No século 18, Montesquieu, expressão mestre do constitucionalismo moderno, ensinou que, “para que o abuso de poder seja impossível, é necessário que, pela ordem das coisas, o poder faça o poder parar”. Décadas mais tarde, James Madison sintetizaria o pensamento do iluminista francês ao escrever que “é preciso fazer com que a ambição seja neutralizada pela ambição” durante os arranjos para a elaboração da Constituição dos Estados Unidos.

Ao contrário da aristocracia, “o governo dos melhores”, a democracia admite governantes imperfeitos, mas não admite senhores, não admite autocratas. A alternância de poder é, pois, atributo primordial da democracia. Não se pode falar de uma coisa sem a outra. Uma democracia só está amadurecida quando a miríade de interesses coletivos em jogo em dada sociedade é mediada civilizadamente no âmbito das disputas políticas, vale dizer, na luta por espaços de representação na Presidência e no Parlamento regida por normas que todos aceitam como justas e às quais todos se submetem. Isto implica que sejam dadas a cada um daqueles diferentes grupos de interesse as condições – não só meramente formais – para vencer uma eleição e chegar ao poder se assim for a vontade dos eleitores.

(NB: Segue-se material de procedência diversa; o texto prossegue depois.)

PR #444, opened 2024-03-30
cloader.read_flash is unreliable

dolfje:
When I tried to make a function that verified flash, it worked only 50% to have a correct page readout. Because the code only checks if the response is from the correct add, but not the correct part, it confuses the packets and add garbage in between.

change sponsored by stagebees.com


knmcguire:
Hi! thanks for this! I've marked it for our next triage meeting.

PR #454, opened 2024-05-07
pcap logging; Timestamps wrapping after 59 seconds.

ToveRumar:
The datetime object does not hold total seconds since Epoch time.The seconds variable is only seconds since last full minute. We need a deltatime since Epoch start to get total seconds since then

Para fluir perfeitamente, no entanto, este pacto social há de ser uma via de mão dupla. Se, por um lado, forças políticas alternativas ao governo de turno devem ter a chance de substituí-lo por meio do voto, por outro, o grupo político ora detentor do poder precisa reconhecer o resultado do pleito em caso de eventual derrota. Caso contrário, será um traidor do mesmo pacto que propiciou sua ascensão ao poder e revelará de forma cabal, por vezes trágica, sua vocação liberticida.

Até pouco tempo atrás, a contestação de resultados de eleições cuja lisura foi inquestionável era um problema restrito às republiquetas. Não mais. Nas duas maiores democracias das Américas, Estados Unidos e Brasil, pôr em xeque a segurança do processo eleitoral se converteu em uma das táticas para manutenção de poder engendradas por populistas como Donald Trump e Jair Bolsonaro, não raro recorrendo à desinformação e às teorias conspirativas.

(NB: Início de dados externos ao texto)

PR #459, opened 2024-06-27
Fix lighthouse geometry estimation example

gemenerik:
- Fixed the data collection reattempts. ensuring the loop runs again if necessary to successfully obtain recordings.
- Refactored code by consolidating data recording processes into dedicated functions for improved organization and readability.
- Implemented timeouts in the data recording functions to prevent indefinite blocking


ataffanel (approved):
Looks good!

PR #460, opened 2024-06-27
Add ip address instead of CRTP address to fpv example

ToveRumar:
This example needs to connect to the crazyflie over tcp.


gemenerik (approved):
Nice!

A bem da verdade, os brasileiros tiveram um aperitivo deste ardil na eleição presidencial de 2014, quando o então candidato Aécio Neves (PSDB) não reconheceu a vitória de Dilma Rousseff (PT), sob a alegação de “desconfianças propagadas nas redes sociais que colocaram em dúvida desde a votação até a totalização dos votos” dados à petista. Um despautério que, até Bolsonaro, parecia ter sido superado.

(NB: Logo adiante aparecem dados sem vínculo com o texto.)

PR #5667, opened 2023-03-14
Find broken URLs using webdev-infra's UrlCrawl

### LINKED ISSUE #46: Typo in docs [https://developer.chrome.com/docs/extensions/#modernize-your-extensions]
Same Content is Referenced Twice [Here](https://developer.chrome.com/docs/extensions/#modernize-your-extensions) With Title **Migrating from background pages to service workers**

Blazzike:
Fixes #46

- Uses to-be-updated webdev-infra's UrlCrawl feature to find broken HREFs via Github Action


.github/workflows/check.yml
```diff
@@ -225,3 +225,55 @@ jobs:
...
+              - 'site/_plugins/**.js'
+              - 'site/_scss/**.scss'
+              - 'site/_shortcodes/**.js'
+              - 'site/_transforms/**.js'
+              - 'site/_utils/**.js'
+              - 'site/en/content-types/**'
+
+      - name: Cloning repository
+        uses: actions/checkout@v3
+        if: ${{ steps.changes.outputs.frontend == 'true' }}
```
matthiasrohmer, line 253: We'd likely check links if the pages changed, so site/**/*.md, no?

.github/workflows/check.yml
```diff
@@ -225,3 +225,55 @@ jobs:
         env:
           PERCY_TOKEN: ${{ secrets.PERCY_TOKEN }}
         run: npm run snapshots
+
+
+  check-links:
```
matthiasrohmer, line 230: Since the file is already named `check`, probably just `links`.

package.json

Apenas dois meses após tomar posse, convém lembrar, Bolsonaro subiu um degrau em sua escadaria de infâmias ao afirmar ter sido vítima de “fraude” em um pleito do qual saíra vencedor. Até hoje repete a cantilena de que teria vencido a disputa no primeiro turno. E até hoje não apresentou uma evidência sequer, por mais tênue que fosse, que corrobore sua perigosa alegação. “Se o presidente da República tiver provas (de fraude na eleição), tem o dever cívico de entregá-la ao Tribunal Superior Eleitoral. Estou com as portas abertas. O resto é retórica política, são palavras que o vento leva”, disse há poucos dias o presidente da Corte, ministro Luís Roberto Barroso.

No caso americano, o vigor das instituições democráticas foi submetido a um teste de estresse antes inimaginável, mas, ao final, prevaleceram as leis e a vontade dos eleitores. O Brasil tem encontro marcado com esta agitação no ano que vem, caso Bolsonaro não seja reeleito. O que determinará se o movimento será choro de perdedor ou, de fato, uma crise institucional será a força das instituições pátrias.